== WHAT TO PRODUCE ==
Nothing in the records should differ when you write them out again.

== WORKING DATA ==
PR #2310, opened 2025-01-13
Traces/Services - Query optimization / UI setting / Bugfix

TackAdam:
### Description
1. Remove the all_services aggregation field from getRelatedServiceQuery. The only purpose seemed to be in displaying the “greyed-out” connection in service map. Earlier code changes removed the full map being displayed with this grey-out functionality in preference of the “Focus on” search box being implemented. This field being presented seemed to require a 4x increase in the number of buckets.
* Removed the shading logic from getServiceMapGraph as we no longer enter that state based on related services.
2. Remove the traceGroupName aggregation field from getServiceNodesQuery. This appeared to be an old artifact and was not used in any visualizations.
3. Remove the toast messages after the first check of handleServiceMapRequest as they were indicating false positives as the map took time to render.
4. Add "TRACE_CUSTOM_MODE_DEFAULT_SETTING" option for users to enable it as the default landing page. Update the fly-out for custom source to include the option to enable this. When the mode is not presented and this setting is enabled it will direct the user to correct mode.
5. Update the error field for custom spans under the non "traces" field. It was originally using the >0 check used for error_count but this field uses status.code which is only an error when it is equal to 2. https://github.com/open-telemetry/opentelemetry-specification/blob/main/specification/trace/api.md#set-status
* Added renderStatusCodeErrorsField() as it's behavior is different for custom traces checking the spans and needs to do the ===2 check similiar to https://github.com/opensearch-project/dashboards-observability/blob/main/public/components/trace_analytics/requests/traces_request_handler.ts#L403
6. Update the Services table link, and Expand view buttons to append the trace mode to allow it to be used as a favorite or shared link.
7. Fix a bug that was causing infinite refreshes if MDS was disabled and the service page - traces link was clicked as the datasource was appended as undefined.
8. Fix flaky cypress test in services by adding wait condition.

Before: (with all_services) 
```
PUT _cluster/settings
{ "persistent": { "search.max_buckets": 450 } }
```

https://github.com/user-attachments/assets/da44ef8d-0bcb-49c8-bdf7-7038118ccbdb

Required 460 buckets to avoid errors.
After: (removed all_services)

https://github.com/user-attachments/assets/c6596f12-4a96-410d-8d15-cd8059cc07c1

Required just 110 buckets to avoid errors.

TRACE_CUSTOM_MODE_DEFAULT_SETTING:
Screenshot 2025-01-14 at 2 00 22 PM
Screenshot 2025-01-14 at 2 00 47 PM
Example usage:

https://github.com/user-attachments/assets/c2fef915-3498-4fcf-9996-7ff7e68299e6

Service page infinite refresh while MDS disabled bug Before:

https://github.com/user-attachments/assets/2f30a84f-71f0-42d2-b8bb-b9263789c089

After (fixed):

https://github.com/user-attachments/assets/5a91fc38-26cf-4fbf-8d9a-db6e97544c39

### Issues Resolved

### Check List

### DIFF
--- a/public/components/trace_analytics/components/common/__tests__/helper_functions.test.tsx
+++ b/public/components/trace_analytics/components/common/__tests__/helper_functions.test.tsx
@@ -93,17 +93,6 @@ describe('Trace analytics helper functions', () => {
     expect(serviceMapGraph).toEqual(TEST_SERVICE_MAP_GRAPH);
   });
 
-  it('extracts correct target resources for a given service from its traceGroups', () => {
-    const traceGroups = TEST_SERVICE_MAP.order.traceGroups;
-
-    // Extract all target resources from the traceGroups
-    const targetResources = [].concat(...traceGroups.map((group) => group.targetResource));
-
-    // Verify the extracted resources match the expected list
-    const expectedResources = ['clear_order', 'update_order', 'get_order', 'pay_order'];
-    expect(targetResources).toEqual(expectedResources);
-  });
-
   it('calculates ticks', () => {
     const ticks = calculateTicks(500, 200);
     const ticks2 = calculateTicks(0, 200, 10);
--- a/public/components/trace_analytics/components/common/__tests__/helper_functions.test.tsx
+++ b/public/components/trace_analytics/components/common/__tests__/helper_functions.test.tsx
@@ -82,14 +82,11 @@ describe('Trace analytics helper functions', () => {
   });
 
   it('returns service map graph', () => {
-    const serviceMapGraph = getServiceMapGraph(TEST_SERVICE_MAP, 'latency', [
-      0,
-      50,
-      100,
-      150,
-      200,
-      250,
-    ]);
+    const serviceMapGraph = getServiceMapGraph({
+      map: TEST_SERVICE_MAP,
+      idSelected: 'latency',
+      ticks: [0, 50, 100, 150, 200, 250],
+    });
     expect(serviceMapGraph).toEqual(TEST_SERVICE_MAP_GRAPH);
   });
 
--- a/public/components/trace_analytics/components/common/__tests__/helper_functions.test.tsx
+++ b/public/components/trace_analytics/components/common/__tests__/helper_functions.test.tsx
@@ -32,7 +32,7 @@ import {
   renderBenchmark,
 } from '../helper_functions';
 
-describe('Helper functions', () => {
+describe('Trace analytics helper functions', () => {
   configure({ adapter: new Adapter() });
 
   it('renders panel title', () => {
@@ -93,10 +93,15 @@ describe('Helper functions', () => {
     expect(serviceMapGraph).toEqual(TEST_SERVICE_MAP_GRAPH);
   });
 
-  it('returns target resources for a service from the traceGroups', () => {
+  it('extracts correct target resources for a given service from its traceGroups', () => {
     const traceGroups = TEST_SERVICE_MAP.order.traceGroups;
+
+    // Extract all target resources from the traceGroups
     const targetResources = [].concat(...traceGroups.map((group) => group.targetResource));
-    expect(targetResources).toEqual(['clear_order', 'update_order', 'get_order', 'pay_order']);
+
+    // Verify the extracted resources match the expected list
+    const expectedResources = ['clear_order', 'update_order', 'get_order', 'pay_order'];
+    expect(targetResources).toEqual(expectedResources);
   });
 
   it('calculates ticks', () => {
--- a/public/components/trace_analytics/components/common/__tests__/helper_functions.test.tsx
+++ b/public/components/trace_analytics/components/common/__tests__/helper_functions.test.tsx
@@ -22,7 +22,6 @@ import {
   getPercentileFilter,
   getServiceMapGraph,
   getServiceMapScaleColor,
-  getServiceMapTargetResources,
   getTimestampPrecision,
   milliToNanoSec,
   minFixedInterval,
@@ -94,8 +93,9 @@ describe('Helper functions', () => {
     expect(serviceMapGraph).toEqual(TEST_SERVICE_MAP_GRAPH);
   });
 
-  it('returns target resources by service name', () => {
-    const targetResources = getServiceMapTargetResources(TEST_SERVICE_MAP, 'order');
+  it('returns target resources for a service from the traceGroups', () => {
+    const traceGroups = TEST_SERVICE_MAP.order.traceGroups;
+    const targetResources = [].concat(...traceGroups.map((group) => group.targetResource));
     expect(targetResources).toEqual(['clear_order', 'update_order', 'get_order', 'pay_order']);
   });
 
--- a/public/components/trace_analytics/components/common/custom_index_flyout.tsx
+++ b/public/components/trace_analytics/components/common/custom_index_flyout.tsx
@@ -5,6 +5,7 @@
 
 import {
   EuiCallOut,
+  EuiCheckbox,
   EuiCompressedFieldText,
   EuiDescribedFormGroup,
   EuiFlexGroup,
@@ -23,6 +24,7 @@ import React, { Fragment, useEffect, useState } from 'react';
 import {
   TRACE_CUSTOM_SERVICE_INDEX_SETTING,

== TASK OUTPUT ==
PR #2310, opened 2025-01-13
Traces/Services - Query optimization / UI setting / Bugfix

TackAdam:
### Description
1. Remove the all_services aggregation field from getRelatedServiceQuery. The only purpose seemed to be in displaying the “greyed-out” connection in service map. Earlier code changes removed the full map being displayed with this grey-out functionality in preference of the “Focus on” search box being implemented. This field being presented seemed to require a 4x increase in the number of buckets.
* Removed the shading logic from getServiceMapGraph as we no longer enter that state based on related services.
2. Remove the traceGroupName aggregation field from getServiceNodesQuery. This appeared to be an old artifact and was not used in any visualizations.
3. Remove the toast messages after the first check of handleServiceMapRequest as they were indicating false positives as the map took time to render.
4. Add "TRACE_CUSTOM_MODE_DEFAULT_SETTING" option for users to enable it as the default landing page. Update the fly-out for custom source to include the option to enable this. When the mode is not presented and this setting is enabled it will direct the user to correct mode.
5. Update the error field for custom spans under the non "traces" field. It was originally using the >0 check used for error_count but this field uses status.code which is only an error when it is equal to 2. https://github.com/open-telemetry/opentelemetry-specification/blob/main/specification/trace/api.md#set-status
* Added renderStatusCodeErrorsField() as it's behavior is different for custom traces checking the spans and needs to do the ===2 check similiar to https://github.com/opensearch-project/dashboards-observability/blob/main/public/components/trace_analytics/requests/traces_request_handler.ts#L403
6. Update the Services table link, and Expand view buttons to append the trace mode to allow it to be used as a favorite or shared link.
7. Fix a bug that was causing infinite refreshes if MDS was disabled and the service page - traces link was clicked as the datasource was appended as undefined.
8. Fix flaky cypress test in services by adding wait condition.

Before: (with all_services) 
```
PUT _cluster/settings
{ "persistent": { "search.max_buckets": 450 } }
```

https://github.com/user-attachments/assets/da44ef8d-0bcb-49c8-bdf7-7038118ccbdb

Required 460 buckets to avoid errors.
After: (removed all_services)

https://github.com/user-attachments/assets/c6596f12-4a96-410d-8d15-cd8059cc07c1

Required just 110 buckets to avoid errors.

TRACE_CUSTOM_MODE_DEFAULT_SETTING:
Screenshot 2025-01-14 at 2 00 22 PM
Screenshot 2025-01-14 at 2 00 47 PM
Example usage:

https://github.com/user-attachments/assets/c2fef915-3498-4fcf-9996-7ff7e68299e6

Service page infinite refresh while MDS disabled bug Before:

https://github.com/user-attachments/assets/2f30a84f-71f0-42d2-b8bb-b9263789c089

After (fixed):

https://github.com/user-attachments/assets/5a91fc38-26cf-4fbf-8d9a-db6e97544c39

### Issues Resolved

### Check List

### DIFF
--- a/public/components/trace_analytics/components/common/__tests__/helper_functions.test.tsx
+++ b/public/components/trace_analytics/components/common/__tests__/helper_functions.test.tsx
@@ -93,17 +93,6 @@ describe('Trace analytics helper functions', () => {
     expect(serviceMapGraph).toEqual(TEST_SERVICE_MAP_GRAPH);
   });
 
-  it('extracts correct target resources for a given service from its traceGroups', () => {
-    const traceGroups = TEST_SERVICE_MAP.order.traceGroups;
-
-    // Extract all target resources from the traceGroups
-    const targetResources = [].concat(...traceGroups.map((group) => group.targetResource));
-
-    // Verify the extracted resources match the expected list
-    const expectedResources = ['clear_order', 'update_order', 'get_order', 'pay_order'];
-    expect(targetResources).toEqual(expectedResources);
-  });
-
   it('calculates ticks', () => {
     const ticks = calculateTicks(500, 200);
     const ticks2 = calculateTicks(0, 200, 10);
--- a/public/components/trace_analytics/components/common/__tests__/helper_functions.test.tsx
+++ b/public/components/trace_analytics/components/common/__tests__/helper_functions.test.tsx
@@ -82,14 +82,11 @@ describe('Trace analytics helper functions', () => {
   });
 
   it('returns service map graph', () => {
-    const serviceMapGraph = getServiceMapGraph(TEST_SERVICE_MAP, 'latency', [
-      0,
-      50,
-      100,
-      150,
-      200,
-      250,
-    ]);
+    const serviceMapGraph = getServiceMapGraph({
+      map: TEST_SERVICE_MAP,
+      idSelected: 'latency',
+      ticks: [0, 50, 100, 150, 200, 250],
+    });
     expect(serviceMapGraph).toEqual(TEST_SERVICE_MAP_GRAPH);
   });
 
--- a/public/components/trace_analytics/components/common/__tests__/helper_functions.test.tsx
+++ b/public/components/trace_analytics/components/common/__tests__/helper_functions.test.tsx
@@ -32,7 +32,7 @@ import {
   renderBenchmark,
 } from '../helper_functions';
 
-describe('Helper functions', () => {
+describe('Trace analytics helper functions', () => {
   configure({ adapter: new Adapter() });
 
   it('renders panel title', () => {
@@ -93,10 +93,15 @@ describe('Helper functions', () => {
     expect(serviceMapGraph).toEqual(TEST_SERVICE_MAP_GRAPH);
   });
 
-  it('returns target resources for a service from the traceGroups', () => {
+  it('extracts correct target resources for a given service from its traceGroups', () => {
     const traceGroups = TEST_SERVICE_MAP.order.traceGroups;
+
+    // Extract all target resources from the traceGroups
     const targetResources = [].concat(...traceGroups.map((group) => group.targetResource));
-    expect(targetResources).toEqual(['clear_order', 'update_order', 'get_order', 'pay_order']);
+
+    // Verify the extracted resources match the expected list
+    const expectedResources = ['clear_order', 'update_order', 'get_order', 'pay_order'];
+    expect(targetResources).toEqual(expectedResources);
   });
 
   it('calculates ticks', () => {
--- a/public/components/trace_analytics/components/common/__tests__/helper_functions.test.tsx
+++ b/public/components/trace_analytics/components/common/__tests__/helper_functions.test.tsx
@@ -22,7 +22,6 @@ import {
   getPercentileFilter,
   getServiceMapGraph,
   getServiceMapScaleColor,
-  getServiceMapTargetResources,
   getTimestampPrecision,
   milliToNanoSec,
   minFixedInterval,
@@ -94,8 +93,9 @@ describe('Helper functions', () => {
     expect(serviceMapGraph).toEqual(TEST_SERVICE_MAP_GRAPH);
   });
 
-  it('returns target resources by service name', () => {
-    const targetResources = getServiceMapTargetResources(TEST_SERVICE_MAP, 'order');
+  it('returns target resources for a service from the traceGroups', () => {
+    const traceGroups = TEST_SERVICE_MAP.order.traceGroups;
+    const targetResources = [].concat(...traceGroups.map((group) => group.targetResource));
     expect(targetResources).toEqual(['clear_order', 'update_order', 'get_order', 'pay_order']);
   });
 
--- a/public/components/trace_analytics/components/common/custom_index_flyout.tsx
+++ b/public/components/trace_analytics/components/common/custom_index_flyout.tsx
@@ -5,6 +5,7 @@
 
 import {
   EuiCallOut,
+  EuiCheckbox,
   EuiCompressedFieldText,
   EuiDescribedFormGroup,
   EuiFlexGroup,
@@ -23,6 +24,7 @@ import React, { Fragment, useEffect, useState } from 'react';
 import {
   TRACE_CUSTOM_SERVICE_INDEX_SETTING,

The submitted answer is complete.